■ DATASET RECORDS

PR #9414, opened 2023-09-26
[cssom] Add a “disable a CSS style sheet” definition

sideshowbarker:
See also https://github.com/whatwg/html/pull/9798

### DIFF
--- a/cssom-1/Overview.bs
+++ b/cssom-1/Overview.bs
@@ -1197,6 +1197,19 @@ To <dfn export>remove a CSS style sheet</dfn>, run these steps:
  <!-- XXX does anything need to happen wrt alternate style sheets? what if the last style sheet with the preferred style sheet set name is removed? -->
 </ol>
 
+To <dfn export>disable a CSS style sheet</dfn>, run these steps:
+
+<ol>
+ <li>Remove the <a>CSS style sheet</a> from the list of <a>document or shadow root CSS style sheets</a>.
+
+ <li>Set the <a>CSS style sheet</a>'s <a for=CSSStyleSheet>parent CSS style sheet</a>,
+ <a for=CSSStyleSheet>owner node</a> and <a for=CSSStyleSheet>owner CSS rule</a> to null.
+
+ <!-- "associated CSS style sheet" is defined in terms of owner node, so we don't need to set it to null explicitly -->
+
+ <li>Set the <a>disabled flag</a>.
+</ol>
+
 A <dfn export>persistent CSS style sheet</dfn> is a
 <a>CSS style sheet</a> from the <a>document or shadow root CSS style sheets</a>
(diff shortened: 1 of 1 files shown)


zcorpan:
How is it different from [removing](https://drafts.csswg.org/cssom/#remove-a-css-style-sheet ) (and then creating a new sheet when enabling again)?

In WebKit it seems the re-enabled sheet is the same object, but in Chrome and Firefox it's a new object. Demo for http://software.hixie.ch/utilities/js/live-dom-viewer/ : 
```html
<!DOCTYPE html>
<link rel=stylesheet href="data:text/css,html{background:yellow} " id=x> 
<script>
onload = () => {
var sheet = x.sheet;
w(document.styleSheets.length)
x.disabled = true;
w(sheet.ownerNode)
w(document.styleSheets.length)
x.disabled = false;
w(sheet === x.sheet);
}
</script>
```

cssom-1/Overview.bs
```diff
@@ -1197,6 +1197,19 @@ To <dfn export>remove a CSS style sheet</dfn>, run these steps:
  <!-- XXX does anything need to happen wrt alternate style sheets? what if the last style sheet with the preferred style sheet set name is removed? -->
 </ol>
 
+To <dfn export>disable a CSS style sheet</dfn>, run these steps:
+
+<ol>
+ <li>Remove the <a>CSS style sheet</a> from the list of <a>document or shadow root CSS style sheets</a>.
+
+ <li>Set the <a>CSS style sheet</a>'s <a for=CSSStyleSheet>parent CSS style sheet</a>,
+ <a for=CSSStyleSheet>owner node</a> and <a for=CSSStyleSheet>owner CSS rule</a> to null.
```
emilio, line 1206: How can a top level sheet have an owner CSS rule? I think that's not necessary.

cssom-1/Overview.bs
```diff
@@ -1197,6 +1197,19 @@ To <dfn export>remove a CSS style sheet</dfn>, run these steps:
...
+
+ <!-- "associated CSS style sheet" is defined in terms of owner node, so we don't need to set it to null explicitly -->
+
+ <li>Set the <a>disabled flag</a>.
```
emilio, line 1210: Probably `to true`?

emilio (changes requested):
So this doesn't match how browsers behave with `<link rel=stylesheet disabled>` right? In particular that doesn't mess with the `disabled` flag at all.

Maybe call this "remove a CSS style sheet" or so?

sideshowbarker:
Yeah, I’m going ahead and closing 

> How is it different from [removing](https://drafts.csswg.org/cssom/#remove-a-css-style-sheet) (and then creating a new sheet when enabling again)?

I can see now that it’s not different from removing, so I’m going ahead and closing this PR.

PR #9426, opened 2023-09-29
[css-view-transitions-2] Use expected phrasing and markup for event firing

dontcallmedom:


noamr (commented):
This is going to be upstreamed to HTML soon and will be deleted from here... Also I wouldn't add a `dfn` in that way and it's being renamed...

tidoust:
Event definition and firing now upstreamed to HTML. Taking the liberty to close as no longer applicable.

■ EXERCISE PROMPT
Only lines holding the word "that" are wanted here; copy each from the listing.

■ YOUR RESPONSE
emilio, line 1206: How can a top level sheet have an owner CSS rule? I think that's not necessary.
So this doesn't match how browsers behave with `<link rel=stylesheet disabled>` right? In particular that doesn't mess with the `disabled` flag at all.
I can see now that it’s not different from removing, so I’m going ahead and closing this PR.
This is going to be upstreamed to HTML soon and will be deleted from here... Also I wouldn't add a `dfn` in that way and it's being renamed...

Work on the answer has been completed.